◆ Required work
Only one stretch of the data below is wanted: the lines starting at the one with "Original test passed." and ending at the one with "hunterhector, line 177: I", both included, given again exactly.

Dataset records
PR #695, opened 2026-01-19
Deprecate the `encr_password` field from `storage/passwords`

Ickerday:
Splunk is deprecating the `encr_password` field from `/services/storage/passwords`. We need to mark the field as deprecated to instruct users to move away from it. 

More info: https://help.splunk.com/en/splunk-enterprise/leverage-rest-apis/rest-api-reference/10.2/access-endpoints/access-endpoint-descriptions#storage.2Fpasswords

### DIFF
--- a/docker-compose.yml
+++ b/docker-compose.yml
@@ -2,6 +2,7 @@ services:
     splunk:
         image: "splunk/splunk:${SPLUNK_VERSION}"
         container_name: splunk
+        platform: linux/amd64
         environment:
             - SPLUNK_START_ARGS=--accept-license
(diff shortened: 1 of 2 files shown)


szykol (approved):

.github/workflows/test.yml
```diff
@@ -11,12 +11,6 @@ jobs:
         python-version: [3.9]
         splunk-version: [9.4, latest]
         include:
```
mateusz834, line 13: .

mateusz834 (commented):
Thanks!

mateusz834 (approved):

PR #699, opened 2026-02-09
Adjust top-level comments in all files

Ickerday:
- Adjusted copyright dates
- Removed obsolete [# coding=utf8](https://peps.python.org/pep-0263/) statements (it's been a long time since Python started treating all files as UTF-8)
- Removed shebangs


mateusz834 (approved):
Thanks

PR #724, opened 2026-04-16
Make id required (non-nullable) for tool/subagent/output calls

mateusz834:
Also while here, move the id field to be first.

### DIFF
--- a/splunklib/ai/engines/langchain.py
+++ b/splunklib/ai/engines/langchain.py
@@ -481,10 +481,45 @@ class LangChainAgentImpl(AgentImpl[OutputT]):
 
                 return call
 
+        class _CheckCallIDMiddleware(LC_AgentMiddleware):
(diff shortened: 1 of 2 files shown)


Ickerday (approved):

splunklib/ai/engines/langchain.py
```diff
@@ -481,10 +481,45 @@ def unpack_tool_call(self, call: LC_ToolCall) -> LC_ToolCall:
 
                 return call
 
+        class _CheckCallIDMiddleware(LC_AgentMiddleware):
+            def _check_has_call_id(self, msg: LC_AIMessage) -> None:
+                for call in msg.tool_calls:
+                    if call["id"] is None:
```
mateusz834:
```suggestion
                    if not call["id"]:
```

szykol (approved):

PR #727, opened 2026-04-17
Add GoogleModel support

szykol:
This PR adds support to Google Models via:
- Gemini API
- VertexAI

The actual backend used depends on the parameters passed to GoogleModel

### DIFF
--- a/.basedpyright/baseline.json
+++ b/.basedpyright/baseline.json
@@ -72,16 +72,6 @@
                 }
             }
         ],
-        "./splunklib/ai/model.py": [
-            {
-                "code": "reportDeprecated",
-                "range": {
-                    "startColumn": 24,
-                    "endColumn": 31,
-                    "lineCount": 1
-                }
-            }
-        ],
         "./splunklib/ai/serialized_service.py": [
             {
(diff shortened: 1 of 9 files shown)


Ickerday (approved):

szykol:
update:

Those changes were tested with Gemini models through Gemini API.
The thought signature issue that we had when using Gemini models through OpenAI compatible API is (partially) gone now.
However, our SDK does not preserve the though signatures in it's own types and this works only because the `langchain-google-genai` package uses dummy thought signatures when original ones (generated by the model) are missing.

I imagine we're gonna need to include the original though signatures when passing new messages to the Gemini model, but this requires a couple of changes to the SDK code - mainly how we handle content of `AIMessage`. Currently we're dumping everything to string, but some model providers return content blocks instead of strings there. Gemini models include thought signatures inside those content blocks (if not calling tools). If calling tools, the though signature is stored in the `additional_kwargs` field of `AIMessage`.

Once we'll fix handling content in `AIMessage`s we can continue with this PR. It's already in progress.

mateusz834 (approved):

PR #361, opened 2021-01-07
[vocab/extractor] use pickle to dump and load Vocabulary and Extractor

Jiaqiang-Ruan:
### Description of changes
use `__getstate__` and `__setstate__` to save vocabulary instead of `state` and `from_state` function.

The way to save vocabulary will be changed. After this PR, users can use pickle to save vocabulary directly.

### Test Conducted
Pickle load and dump is tested.

### DIFF
--- a/forte/data/extractor/base_extractor.py
+++ b/forte/data/extractor/base_extractor.py
@@ -119,19 +119,6 @@ class BaseExtractor(ABC):
             "need_pad": True,
         }
 
-    def __getstate__(self):
-        r"""For serializaion."""
-        state = {
-            "config": self.config,
-            "vocab": self.vocab
-        }
-        return state
-
-    def __setstate__(self, state):
-        r"""For deserialization."""
-        self.config = state["config"]
-        self.vocab = state["vocab"]
-
     @property
     def entry_type(self) -> Type[Annotation]:
         return self.config.entry_type
--- a/forte/data/extractor/base_extractor.py
+++ b/forte/data/extractor/base_extractor.py
@@ -119,31 +119,18 @@ class BaseExtractor(ABC):
             "need_pad": True,
         }
 
-    @property
-    def state(self) -> Dict:
-        return {
-            "vocab_method": self.config.vocab_method,
-            "need_pad": self.config.need_pad,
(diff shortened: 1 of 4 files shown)


forte/data/vocabulary.py
```diff
@@ -116,13 +116,14 @@ def __init__(self, method: str, need_pad: bool, use_unk: bool):
...
     def __getstate__(self):
         r"""For serialization."""
-        state = {}
-        state["method"] = self.method
-        state["need_pad"] = self.need_pad
-        state["use_unk"] = self.use_unk
-        state["element2id_dict"] = self.element2id_dict
-        state["id2element_dict"] = self.id2element_dict
-        state["next_id"] = self.next_id
+        state = {
```
hunterhector, line 119: Is this function simply return everything of this vocab class into a dict? If so, you don't need to implement __getstate__ and __setstate__ at all. Python's default `__dict__` will be used (https://docs.python.org/3/library/pickle.html#object.__getstate__)

forte/data/extractor/base_extractor.py
```diff
@@ -119,31 +119,18 @@ def default_configs():
...
-        return {
-            "vocab_method": self.config.vocab_method,
-            "need_pad": self.config.need_pad,
-            "vocab_use_unk": self.config.vocab_use_unk,
-            "entry_type": self.config.entry_type,
-            "vocab": self.vocab.state if self.vocab else None,
+    def __getstate__(self):
+        r"""For serializaion."""
+        state = {
+            "config": self.config,
```
hunterhector, line 125: Similar to the other comment, if your serialization step actually saves all class fields, without special treatment, you don't need to implement __getstate__ and __setstate__

hunterhector (commented):
I think these classes can be directly pickled

forte/data/extractor/base_extractor.py
Jiaqiang-Ruan: Got it.

forte/data/vocabulary.py
Jiaqiang-Ruan: That's good to know. Updated.

hunterhector (approved):
should be find

PR #367, opened 2021-01-18
extended allennlp processors to include srl

jieralice13:
This PR fixes [issue link]. 

### Description of changes
Extended Allennlp processors to include Semantic Role Labeling by adding a new func _create_srl

Make users have the option of using AllenNLP SRL predictor

### Test Conducted
Tested in pipeline example


forte/processors/allennlp_processors.py
```diff
@@ -48,8 +51,13 @@ def initialize(self, resources: Resources, configs: Config):
 
         if configs.tag_formalism not in MODEL2URL:
             raise ProcessorConfigError('Incorrect value for tag_formalism')
-        model_url = MODEL2URL[configs.tag_formalism]
-        self.predictor: Predictor = Predictor.from_path(model_url)
+        if configs.tag_formalism == 'stanford':
+            self.predictor = {
+                'stanford': Predictor.from_path(MODEL2URL['stanford'])}
+        if configs.tag_formalism == 'srl':
```
hunterhector, line 57: Please read the documentation for the meaning of `config` here: https://github.com/asyml/forte/blob/3a09d8d7db4a79e0b7f65aebf8ae0b1902dd1d91/forte/processors/allennlp_processors.py#L93

`tag_formalism` is only applicable to the `parsing` predictor. What you should check here is `processors` contains `srl`

forte/processors/allennlp_processors.py
```diff
@@ -153,3 +165,39 @@ def _create_dependencies(input_pack, tokens, result):
                                   parent=tokens[heads[i] - 1],
                                   child=token)
             relation.rel_type = deps[i]
+
+    @staticmethod
+    def _create_srl(input_pack, tokens, result):
```
hunterhector, line 170: Let's add typing to the variables and the return types. I know the existing functions don't have these. But we are enforcing it a bit more strict now.

It would be great if you also add the typing for those functions.

forte/processors/allennlp_processors.py
```diff
@@ -153,3 +165,39 @@ def _create_dependencies(input_pack, tokens, result):
...
+                    begin = i
+                    end = i
+                if item.startswith('I-'):
+                    end = i
+            return pred_span, arguments
+        verbs = result['verbs']
+
+        for _, verb_item in enumerate(verbs):
+            pred_span, arguments = parse_allennlp_srl_tags(verb_item['tags'])
+            if arguments == []:
```
hunterhector, line 194: There may be chances where we have the `Predicate`, but cannot find the arguments for it.  Note that this is still useful for downstream tasks.

hunterhector (commented):
Generally looks good. There are some small comments. And we are waiting for the actual test cases to merge this.

forte/processors/allennlp_processors.py
jieralice13: Got it. Will modify it

forte/processors/allennlp_processors.py
jieralice13: Sure, will do

forte/processors/allennlp_processors.py
jieralice13: So i just remove line 194 and 195? But it won't be saved in PredicateLink. Is it OK?

hunterhector: If there are no PredicateLink then yes, that's the expected output. We should not modify the output here.

forte/utils/utils_processor.py
```diff
@@ -0,0 +1,78 @@
+# Copyright 2019 The Forte Authors. All Rights Reserved.
```
hunterhector, line 1: 2021 I guess

forte/utils/utils_processor.py
```diff
@@ -0,0 +1,78 @@
...
+    return parsed_results
+
+
+def parse_allennlp_srl_tags(tags: str) -> \
+        Tuple[Span, List[Tuple[Span, str]]]:
+    r"""Parse the tag list of a specific verb output by
+    AllenNLP SRL processor.
+
+    Args:
+        tags (str): a str of semantic role lables.
```
hunterhector, line 55: labels

forte/utils/utils_processor.py
```diff
@@ -0,0 +1,78 @@
...
+                pred_span = Span(begin, end)
+            else:
+                arg_span = Span(begin, end)
+                arguments.append((arg_span, prev_argument))
+        prev_argument = argument
+        if item.startswith('B-'):
+            begin = i
+            end = i
+        if item.startswith('I-'):
+            end = i
```
hunterhector, line 77: There can be a small danger here, where the output tag from AllenNLP is buggy. We may have the chances where we haven't seen a `B-` but we saw an `I-`. Then there may be a danger where begin is `None`, or the previous `begin` value.

hunterhector (dismissed):

hunterhector (approved):

PR #369, opened 2021-01-29
update batcher implementation

Jiaqiang-Ruan:
### Description of changes
This function update the implementation of batcher. Yield tuple of (pack, instance, feature) to avoid using confusing update pool function.

This is internal implementation change. There shouldn't be any change in the user code.

### Test Conducted
Original test passed.


forte/data/batchers.py
```diff
@@ -84,32 +84,34 @@ def flush(self) -> Iterator[Dict]:
 
         """
         if self.current_batch:
-            yield self.current_batch
+            yield self.data_pack_pool, None, self.current_batch
```
hunterhector, line 87: I guess the return value type should change? Will be helpful to add what are these 3 in the `Returns:` doc too.

hunterhector: Also good to mention why it is always `None` (i.e. ignored here).

forte/processors/base/batch_processor.py
```diff
@@ -179,17 +174,27 @@ def predict(self, data_batch: Dict) -> Dict:
         """
         pass
 
-    def pack_all(self, output_dict: Dict):
+    def pack_all(self, packs: List[DataPack], output_dict: Dict):
```
hunterhector, line 177: I believe there are other classes that are using this function? Maybe need to add something there too? Otherwise the travis may break.

hunterhector (commented):
This PR will largely rely on whether CI can pass. I have a few small comments.

forte/data/batchers.py
Jiaqiang-Ruan: Got it.

forte/processors/base/batch_processor.py
Jiaqiang-Ruan: I passed the test on pipeline. I will search if there are any other place.

Jiaqiang-Ruan: It seems this function is only used in this class. We will see whether travis works.

hunterhector: If you use some IDE, you should be able to find the usage of it. Otherwise, you can search for the function. Or travis will tell you if it breaks.

Jiaqiang-Ruan: Yes. And this function should only used in this file.

hunterhector (approved):

PR #382, opened 2021-02-28
Predictor Patch

Jiaqiang-Ruan:
RJQ: overwrite the flush function in the predictor (missed in previous PR)

### Description of changes
Add one missed out overwrite function for predictor

User code do not need to change. 

### Test Conducted
Pipeline test done.


hunterhector:
The PR fails because of another repo. I will fix that part.

hunterhector (approved):
should be fine.

PR #396, opened 2021-03-25
Add processor input output type checking and record writing

### LINKED ISSUE #397: Add processor input output type checking and record writing
For forte processors, some processor would require a specific entry type as input. We don't have it checked anywhere with current forte implementation so far. We would like an error message poping up if expected type is not satisfied for the input datapack.

Add a function to enforce consistency checking for whole pipeline and each pipeline component. For the processor that does input type checking we add "expected_type" function to specify type required for this processor and for the processor that produce specific output type, we add "record" function to specify the output type for the next processor in the pipeline.

jennyzhang-petuum:
This PR fixes #397 

### Description of changes
For forte processors, some processor would require a specific entry type as input. We added "record" dictionary as an attribute to "Meta" of the datapack and for the processor that does input type checking we add "expected_type" function and for the processor that produce specific output type, we added "record" function. We also added function to enforce consistency checking for whole pipeline 
"record" would be added to meta of any pack. 
### Test Conducted
Added `RecordCheckPipelineTest` in pipeline_test.py


hunterhector:
Can you create the issue for tracking purpose?

forte/data/readers/base_reader.py
```diff
@@ -222,16 +222,27 @@ def iter(self, *args, **kwargs) -> Iterator[PackType]:
...
                     self._data_packs.append(pack)
                 yield pack
 
         self._cache_ready = True
 
+    def record(self, record_meta: Dict):
+        r"""Modify the datapack meta record field
+        Args:
+            record_meta: the field in the datapack for type record that need to fill in
+            for consistency checking.
```
hunterhector, line 241: I think you need to have an indention if the docstring for an argument is longer than a line.

hunterhector: Here is an example of wrong formatted docstring:
https://github.com/asyml/forte/blob/master/forte/data/data_pack.py#L290
https://asyml-forte.readthedocs.io/en/latest/code/data.html#forte.data.data_pack.DataPack.get_original_span

And here is an example of the correct format:
https://github.com/asyml/forte/blob/master/forte/data/data_pack.py#L414
https://asyml-forte.readthedocs.io/en/latest/code/data.html#forte.data.data_pack.DataPack.deserialize

forte/evaluation/base/base_evaluator.py
```diff
@@ -47,3 +47,10 @@ def get_result(self) -> Any:
         r"""The evaluator gather the results and the score can be obtained here.
         """
         raise NotImplementedError
+
+    def record(self, record_meta: Dict):
+        pass
+
+    @classmethod
+    def expected_type(cls) -> Dict:
```
hunterhector, line 55: Could you write the docstring here so the implementer of this class knows what to implement here?

forte/evaluation/base/base_evaluator.py
```diff
@@ -47,3 +47,10 @@ def get_result(self) -> Any:
         r"""The evaluator gather the results and the score can be obtained here.
         """
         raise NotImplementedError
+
+    def record(self, record_meta: Dict):
```
hunterhector, line 51: Can you explain what to do if the user need to implement this function

forte/pipeline.py
```diff
@@ -120,6 +120,14 @@ def __init__(self, resource: Optional[Resources] = None):
             self.resource = resource
 
         self.initialized: bool = False
+        self._check_type_consistency: bool = False
+
+    def enforce_consistency(self):
```
hunterhector, line 125: Not you can enforce the consistency but cannot disable it again. There are two options:
1) add a boolean as parameter here
2) use another function to disable it

forte/pipeline.py
```diff
@@ -120,6 +120,14 @@ def __init__(self, resource: Optional[Resources] = None):
...
+        r"""This function enforces a type consistency checking for
+        all the pipeline components.
```
hunterhector, line 127: Please explain what does type consistency check is. The users won't understand what is happening here. You can use an example to explain this.

forte/processors/spacy_processors.py
```diff
@@ -126,3 +126,6 @@ def _process(self, input_pack: DataPack):
 
         # Process sentence parses.
         self._process_parser(result.sents, input_pack)
+
+    def record(self, record_meta: Dict):
```
hunterhector, line 130: Use docstring to explain what is being recorded here.

forte/processors/base/base_processor.py
```diff
@@ -38,11 +39,34 @@ def __init__(self):
...
+            for expected_t in expected_types:
+                if expected_t not in input_pack._meta.record.keys():
+                    raise ExpectedRecordNotFound(
+                        f"The record type {expected_t} is not found in "
+                        f"meta of the provided pack.")
         # Set the component for recording purpose.
         input_pack.set_control_component(self.name)
         self._process(input_pack)
-
+        # add type record of output to meta
```
hunterhector, line 68: Use full sentences for comments if we can. Here: 
"Add type records of output to the `meta` of the `input_pack`."

forte/processors/base/base_processor.py
```diff
@@ -38,11 +39,34 @@ def __init__(self):
...
+        would be checked before running the processor if enforce_consistency()
+        was called for the pipeline.
+        """
+        return {}
+
     def process(self, input_pack: PackType):
+        if self._check_type_consistency:
+            expected_types = self.expected_type()
+            # check if expected types are in input pack
+            for expected_t in expected_types:
```
hunterhector, line 60: Here only the type is checked, but the attributes are not checked. Can you check for those as well?

forte/pipeline.py
```diff
@@ -176,6 +186,8 @@ def initialize_processors(self):
             try:
                 processor.assign_manager(self._proc_mgr)
                 processor.initialize(self.resource, config)
+                if self._check_type_consistency:
+                    processor.enforce_consistency()
```
hunterhector, line 190: how about the check for evaluator?

hunterhector (commented):
See comments inline.

forte/pipeline.py
jennyzhang-petuum: From my understanding, Evaluator inherets PipelineComponent and its also part of self.components here. Would it be also initialized and set _check_type_consistency here?

hunterhector: I see. The code wrote "processor" so I thought this is just for "processor", but here it actually mean "evaluator"

forte/pipeline.py
```diff
@@ -119,6 +119,28 @@ def __init__(self, resource: Optional[Resources] = None):
             self.resource = resource
 
         self.initialized: bool = False
+        self._check_type_consistency: bool = False
+
+    def enforce_consistency(self, enforce: bool = True):
+        r"""This function enforces a type consistency checking for
+        all the pipeline components. When this function is called
+        with enforce is ``True``, all the pipeline component would check
```
hunterhector, line 127: components

forte/pipeline.py
```diff
@@ -119,6 +119,28 @@ def __init__(self, resource: Optional[Resources] = None):
...
+        if the input datapack record matches with the expected type
+        if function ``expected_type`` is implemented for the processor.
+        For example, Allennlp processor requires entry type of
+        ``ft.onto.base_ontology.Sentence``, and Spacy processor would
```
hunterhector, line 131: Let's do not write the name of the processors, those requirements may change.

forte/pipeline.py
```diff
@@ -119,6 +119,28 @@ def __init__(self, resource: Optional[Resources] = None):
             self.resource = resource
 
         self.initialized: bool = False
+        self._check_type_consistency: bool = False
+
+    def enforce_consistency(self, enforce: bool = True):
+        r"""This function enforces a type consistency checking for
+        all the pipeline components. When this function is called
```
hunterhector, line 126: Please explain the behavior at the beginning in a concise way, then another paragraph for the detailed description:

This function determines whether the pipeline will enforce the content expectations specified in each pipeline component. Each component will check whether the input pack contains the expected data via checking the meta-data, and throws a `forte.common.exception.ExpectedEntryNotFound` if the check fails.

forte/pipeline_component.py
```diff
@@ -31,6 +31,14 @@ class PipelineComponent(Generic[PackType]):
     def __init__(self):
         self.resources: Resources = Resources()
         self.configs: Config = Config({}, {})
+        self._check_type_consistency = False
+
+    def enforce_consistency(self):
```
hunterhector, line 36: You should probably add a boolean input just like the `pipeline`: `    def enforce_consistency(self, enforce: bool = True):`

forte/processors/base/base_processor.py
```diff
@@ -36,7 +37,62 @@ def __init__(self):
         super().__init__()
         self.selector = DummySelector()
 
+    def record(self, record_meta: Dict):
+        r"""Method to add output type record of current processor
```
hunterhector, line 41: of the current processor

forte/processors/base/base_processor.py
```diff
@@ -36,7 +37,62 @@ def __init__(self):
...
+        the pipeline.
+        """
+        return {}
+
+    def check_record_and_writes_record(self, input_pack: PackType):
+        # pylint: disable=protected-access
+        r"""Method to check type consistency if
+        :meth:`~forte.pipeline.Pipeline.enforce_consistency` is enabled
+        for the pipeline and write record of the output type of the current
+         processor to the datapack. If the expected type or its attributes
```
hunterhector, line 64: weird indent here.

forte/processors/base/base_processor.py
```diff
@@ -36,7 +37,62 @@ def __init__(self):
...
+    @classmethod
+    def expected_type(cls) -> Dict[str, List[str]]:
+        r"""Method to add expected type for current processor input which
+        would be checked before running the processor if
+        :meth:`~forte.pipeline.Pipeline.enforce_consistency` was enabled for
+        the pipeline.
+        """
+        return {}
+
+    def check_record_and_writes_record(self, input_pack: PackType):
```
hunterhector, line 59: Like the previous comment, probably better split this function to two.

forte/processors/base/base_processor.py
```diff
@@ -36,7 +37,62 @@ def __init__(self):
...
+        to :attr:`forte.data.data_pack.Meta.record`
+
+        Args:
+            record_meta: the field in the datapack for type record that need to
+                fill in for consistency checking.
+        """
+        pass
+
+    @classmethod
+    def expected_type(cls) -> Dict[str, List[str]]:
```
hunterhector, line 51: Just for the name, it might not be simply `type`, attributes are also included.

hunterhector (commented):
I realize we don't have tests for the new code. Can you add the tests?

forte/utils/utils_processor.py
```diff
@@ -80,3 +83,38 @@ def parse_allennlp_srl_tags(tags: str) -> \
...
+        for expected_t in expectation:
+            if expected_t not in input_pack._meta.record.keys():
+                raise ExpectedRecordNotFound(
+                    f"The record type {expected_t} is not found in "
+                    f"meta of the prediction datapack.")
+            else:
+                expected_value = expectation.get(expected_t)
+                if expected_value is not None:
+                    for expected_t_v in expected_value:
+                        if expected_t_v not in input_pack._meta.record \
```
hunterhector, line 114: If we are checking for `contains` (i.e x in y), should we use `set()` instead of `list()`?

tests/forte/pipeline_with_record_check_test.py
```diff
@@ -0,0 +1,183 @@
...
+import unittest
+from typing import Dict, List
+
+from forte.data.base_pack import PackType
+from forte.data.data_pack import DataPack
+from forte.evaluation.base import Evaluator
+from forte.common import ProcessExecutionException
+from forte.pipeline import Pipeline
+
+from tests.forte.pipeline_test import SentenceReader, DummyPackProcessor
```
hunterhector, line 28: how about we put this test directly to the `pipeline_test`? Having some dependencies between tests may not be a good idea. We do have such imports before but I am considering removing them.

tests/forte/pipeline_with_record_check_test.py
```diff
@@ -0,0 +1,183 @@
...
+        nlp.enforce_consistency(enforce=True)
+        reader = DummySentenceReader()
+        nlp.set_reader(reader)
+        dummy = DummyPackProcessorTwo()
+        nlp.add(dummy)
+        nlp.initialize()
+        data_path = data_samples_root + "/random_texts/0.txt"
+        with self.assertRaises(ProcessExecutionException):
+            nlp.process(data_path)
+
```
hunterhector, line 151: How about we also test for `enforce=False` right after this? i.e.:

```suggestion
nlp.enforce_consistency(enforce=False)
nlp.process(data_path)
# can do some check here, or do nothing because if the exception is not thrown, it should be ok.
```

hunterhector (commented):
a few small comments.

hunterhector (approved):

PR #404, opened 2021-03-29
More config options for AllenNLPProcessor

DianLiI:
### Description of changes
Adding two types for config options in AllenNLPProcessor
1. Model URL's.
2. Use gpu and basic control of gpu assignment (for each model)

N/A

### Test Conducted
Tested against a pipeline using AllenNLPProcessor.


hunterhector:
We plan to put all wrappers to the other repository in the future:　　

https://github.com/asyml/forte-wrappers

Do you think we should still make the change in this repository?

◆ Solution to the exercise
Original test passed.


forte/data/batchers.py
```diff
@@ -84,32 +84,34 @@ def flush(self) -> Iterator[Dict]:
 
         """
         if self.current_batch:
-            yield self.current_batch
+            yield self.data_pack_pool, None, self.current_batch
```
hunterhector, line 87: I guess the return value type should change? Will be helpful to add what are these 3 in the `Returns:` doc too.

hunterhector: Also good to mention why it is always `None` (i.e. ignored here).

forte/processors/base/batch_processor.py
```diff
@@ -179,17 +174,27 @@ def predict(self, data_batch: Dict) -> Dict:
         """
         pass
 
-    def pack_all(self, output_dict: Dict):
+    def pack_all(self, packs: List[DataPack], output_dict: Dict):
```
hunterhector, line 177: I believe there are other classes that are using this function? Maybe need to add something there too? Otherwise the travis may break.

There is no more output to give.